ABSTRACT
Part VI of the Malaysian Contracts Act 1950 (‘of certain relations resembling those created by contract’) embodies the old notion of quasi-contract or implied contract – what is now known under English Law and in other Common Law jurisdictions as restitution of unjust enrichment. The landmark decision of our Federal Court, in the case of Dream Property Sdn Bhd v Atlas Housing Sdn Bhd gave recognition to ‘unjust enrichment’ as a separate cause of action in Malaysia. However, the law of unjust enrichment in Malaysia is at its infancy and still developing. This paper focuses on two main questions that arise from that decision.
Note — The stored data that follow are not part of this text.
PR #879, opened 2021-01-07
A bunch of miscellaneous improvements

TacoTheDank:
The first commit shaves off a couple hundred kilobytes off the APK size of the Extra build flavor.


gzsombor:
Thanks for the patch, looks good!

TacoTheDank:
Thanks!

PR #880, opened 2021-01-08
Dark theme 

sanskar009:


gzsombor:
Could you please rebase it to the latest master? Your branch unfortunately based on older code, and it seems that both branch contains changes in the same files, so automatic rebase is not possible. I tried to understand what went into your branch, but it looks strange - for example this commit: https://github.com/ram-on/SkyTube/pull/880/commits/94cf6dbdf2b735b2019c3fa43e8181ab642522f6  - it looks you cherry-picked a lot of recent change, and this merge: https://github.com/ram-on/SkyTube/pull/880/commits/1f19e4242fe9c176780de9600193a74ab9ee0af5 - but it's hard to follow.

gzsombor:
I can rebase it, and fix the compilation error [here](https://github.com/gzsombor/SkyTube/tree/dark-mode) 
My main issue is that the dark theme does not match the current theme, it has more and different shades of grey. I would rather see that default outlook stays the same. Could you fix it?

drogga:
@sanskar009, @gzsombor - IDK what's going on with this, but I only need the settings (preferences) not to be in White...

drogga:
@sanskar009, @gzsombor - IDK what's going on with this, but I only need the settings (preferences) not to be in White...

gzsombor:
IDK neither, I haven't worked on, after I tried to run, and rebased them. It's not too polished yet.

its0x08 (approved):

drogga:
@hamishmb Forced (from Developer Options or with Shizuku and DarQ) ?, Yes, it is, because that way some elements are dark with dark text, making them unreadable.

hamishmb:
No, just checked and I don't have that option enabled. I'm on Android 11, if that makes any difference?

I haven't noticed anything unreadable - which things display poorly for you?

drogga:
@hamishmb
on S20 FE with A11 and Dark Mode enabled, for some reason the context (3-dots) menu is in white with white text color, making it unreadable.

hamishmb:
For some reason, I don't have that problem on mine. However, I have heard of vendor-dependent Android bugs, so if it affects you, it almost definitely affects others too.

For reference I'm on a Moto G8 Power with Android 11.

drogga:
The whole point here is the settings/preferences menus to be in dark gray (/grey) or true amoled/oled black, along with other UI/layout elements, instead of white, like currently.
I would like to see the line dividers be brought back.

drogga:
The whole point here is the settings/preferences menus to be in dark gray (/grey) or true amoled/oled black, along with other UI/layout elements, instead of white, like currently.
I would like to see the line dividers be brought back.

hamishmb:
Ah yes, I can see the white background when I open preferences, just not in the background of the "..." menu. Agreed that it's a worthwhile addition.

Issue #881, opened 2021-01-08
Bump minSdkVersion to 16/19


TacoTheDank:
Regarding this:
- https://github.com/ram-on/SkyTube/issues/659

And seeing how it seems to be super unstable, I'm wondering if it's time to pull the plug on support <16 (and perhaps even <19).

There's really only so much we can do at this point for such users, and it seems that their user experience is already subpar (with crashes and such). I'd recommend at the very least bumping the minSdkVersion to 16.

gzsombor:
Yeah, it's nearly a year has passed, since I said, that the next release wont support Android 4.0 :smile: And since that, I just postponing the jump - however, there are more compelling reason to do it, as ExoPlayer after 2.9 requires SDK 16, and with that, I could implement subtitle support relatively easily.

drogga:
**Hell No !!!**
Please don't, as I'm truly \ heavily relying on that for \ on couple of devices...

BTW - v2.976 crashes for some reason when i'm trying to play the latest XDA upload (no issues with 2.974 and 2.975):
https://www.youtube.com/watch?v=dtPT5GfIOKI

Also please add a option to disable the update check, or just show it once on every new version and to not show up 'till the next.
Thanks.

To have a support E-Mail address, instead of writing a issue here for absolutely everything will be nice (there's no PMs or anything here, so I hope that you see my point off view) ;)

drogga:
**Hell No !!!**
Please don't, as I'm truly \ heavily relying on that for \ on couple of devices...
(Especially now, since NewPipe Legacy is basically dead - no one cares to update it, also it works worse than this one, plus it's more resource heavy, also I don't have issues on 4.1.2 & 4.3 JB with 2.974 & 2.975)

BTW - v2.976 crashes for some reason when i'm trying to play the latest XDA upload (no issues with 2.974 and 2.975):
https://www.youtube.com/watch?v=dtPT5GfIOKI
Also tested on Android 8 x86 VM\Emulator = the same, so the issue is definitely not in my devices...

Also please add a option to disable the update check, or just show it once on every new version and to not show up 'till the next.
Thanks.

To have a support E-Mail address, instead of writing a issue here for absolutely everything will be nice (there's no PMs or anything here, so I hope that you see my point of view) ;)

@gzsombor @TacoTheDank

thetric:
[...]

PR #883, opened 2021-01-09
Fix parsing of the resolution string (It failed for 1080p60/720p60)

gzsombor:


gzsombor:
Bug mentioned by @drogga in https://github.com/ram-on/SkyTube/issues/881#issuecomment-757122363

PR #928, opened 2021-02-14
README reworked

comradekingu:


gzsombor:
Thanks for the patch! However, it looks like, that the screenshots are not rendered correctly by Github - are you aware of?

comradekingu:
@gzombor Yes, but it should™ work. They were broken before, and then I tried just fixing it like it was, and GitHub wasn't showing the first image correctly.

gzsombor:
Yes, it was broken before, because the images disappeared due to the repository move - I guess.

gzsombor:
Thanks for the patch, after I put the html fragments back, everything looks ok :+1:

PR #929, opened 2021-02-16
Fix Images in the README

gzsombor:


drogga:
@gzsombor There's still 1 broken...

drogga:
@gzsombor There's still 1 broken (called "Browse channel using tablet"), but the next one shows exactly that, so it's a mess there...

Also the GPL 3 one is too large and stretched (pixalated) now.

drogga:
@gzsombor There's still 1 broken (called "Browse channel using tablet"), but the next one shows exactly that, so it's a mess there...

Also the GPL 3 one is too large and stretched (pixalated) now.

gzsombor:
At least, I could fix the GPL image, the other one... This is the original size of the picture, I think

PR #939, opened 2021-03-13
Play / Pause media controls from remote controller

darksworm:
Fixes https://github.com/SkyTubeTeam/SkyTube/issues/936

This Pull Request adds play/pause event handling by implementing `MediaSession` on android 21+ and media buttons `keyDown` handling on android < 21. [Dev docs](https://developer.android.com/guide/topics/media-apps/mediabuttons)

---

### New behavior
When sending play/pause events from remote devices (headphones, remote control, etc) the video playback will be paused / resumed.

---

### Testing
- Virtual devices: Android 9.0, 4.4 - play/pause button in DPAD menu works. 
- Physical devices: Android 8.0 with wireless headset controls work as excpected.
- TV: I couldn't get skytube to work on on my android TV, but I don't see why it wouldn't work.

### DIFF
--- a/app/src/main/java/free/rm/skytube/businessobjects/interfaces/PlaybackStateListener.java
+++ b/app/src/main/java/free/rm/skytube/businessobjects/interfaces/PlaybackStateListener.java
@@ -1,0 +1,7 @@
+package free.rm.skytube.businessobjects.interfaces;
+
+public interface PlaybackStateListener {
+    void started();
+    void paused();
+    void ended();
+}
--- a/app/src/main/java/free/rm/skytube/businessobjects/interfaces/YouTubePlayerFragmentInterface.java
+++ b/app/src/main/java/free/rm/skytube/businessobjects/interfaces/YouTubePlayerFragmentInterface.java
@@ -37,4 +37,6 @@ public interface YouTubePlayerFragmentInterface {
 	 * Start playback of current video.
 	 */
 	void play();
+
+	void setPlaybackStateListener(PlaybackStateListener listener);
 }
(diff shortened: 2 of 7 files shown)


gzsombor:
Thanks for the patch, it looks good! 
Couple of small remarks:
* probably we could handle KeyEvent.KEYCODE_MEDIA_STOP as pause too, what do you think?
* The `void sendPlaybackState(boolean isPlaying, boolean isPaused)` function looks a bit confusing, with the two boolean parameters, as if (isPlaying==true and isPaused==true) could be valid parameters. As they are called only from one place, maybe, if you 'inline' this function, it would make it more simple.

What went wrong with the Android TV? I regularly use SkyTube on one, unless if it's a very old Android, it should work - especially the latest versions needs to work.

darksworm:
> probably we could handle KeyEvent.KEYCODE_MEDIA_STOP as pause too, what do you think?

I don't see why not, I've made the change.

> The void sendPlaybackState(boolean isPlaying, boolean isPaused) function looks a bit confusing, with the two boolean parameters, as if (isPlaying==true and isPaused==true) could be valid parameters. As they are called only from one place, maybe, if you 'inline' this function, it would make it more simple.

Fair enough, I've inlined the method.

> What went wrong with the Android TV? I regularly use SkyTube on one, unless if it's a very old Android, it should work - especially the latest versions needs to work.

I'm not sure, it just doesn't open. I don't even know how to debug it (can't just plug it in to usb and see logs through adb for a TV, right?). Neither the latest public release of skytube, nor my builds worked on it. Not sure if it can be considered old - it is android 8.0.

gzsombor:
Thanks for the patch! I'm going to create a new release with it in the near(*) future.

Hmm, so it's not just the install fails, but when you try to open the app? Strange, indeed. Android 8 should work, it's not that old.
In theory, you can use adb over [wifi](https://developers.google.com/cast/docs/android_tv_receiver/debugging#using_android_debug_bridge), honestly I haven't tried this yet. Unfortunately, to see the logs on the device, at least, you need to run adb once - I mean, you can install [this](https://f-droid.org/en/packages/com.pluscubed.matloglibre/) logviewer, but for accessing the logs, you have to execute an adb command to grant the necessary permissions.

Firstly, on the legal consequences of the court’s apparent adoption of the civil law ‘absence of basis’ approach to determine whether an enrichment is ‘unjust’, rather than the traditional ‘unjust factor’ approach under English Common Law, and how this might affect the future development of unjust enrichment as a separate cause of action in Malaysia. Secondly, on the larger question of what the law of unjust enrichment in Malaysia now is or should be – whether the correct approach is to develop unjust enrichment within an apparent ‘dual legal regime’ ie the statutory regime under the Contracts Act 1950 and the Common Law regime; or rather to use the Common Law by analogy to develop the contents (ie detailed rules and principles) of the Contracts Act 1950 (Part VI) in a principled approach that may require modern restatement for practical use today. Using the doctrinal and comparative methodology, it is the paper’s findings that the latter ‘unified’ approach is preferable as a way forward for Malaysian courts to develop our law of unjust enrichment and using the ‘unjust factor’ approach, for reasons outlined in this paper.
Siti Aliza Alias and Ida Madieha Abd Ghani Azmi, The Law of Restitution of Unjust Enrichment in Malaysia: A Search For Principle, post Dream Property, IIUM Law Journal, 32(1), 153-186. Published 31 May 2024.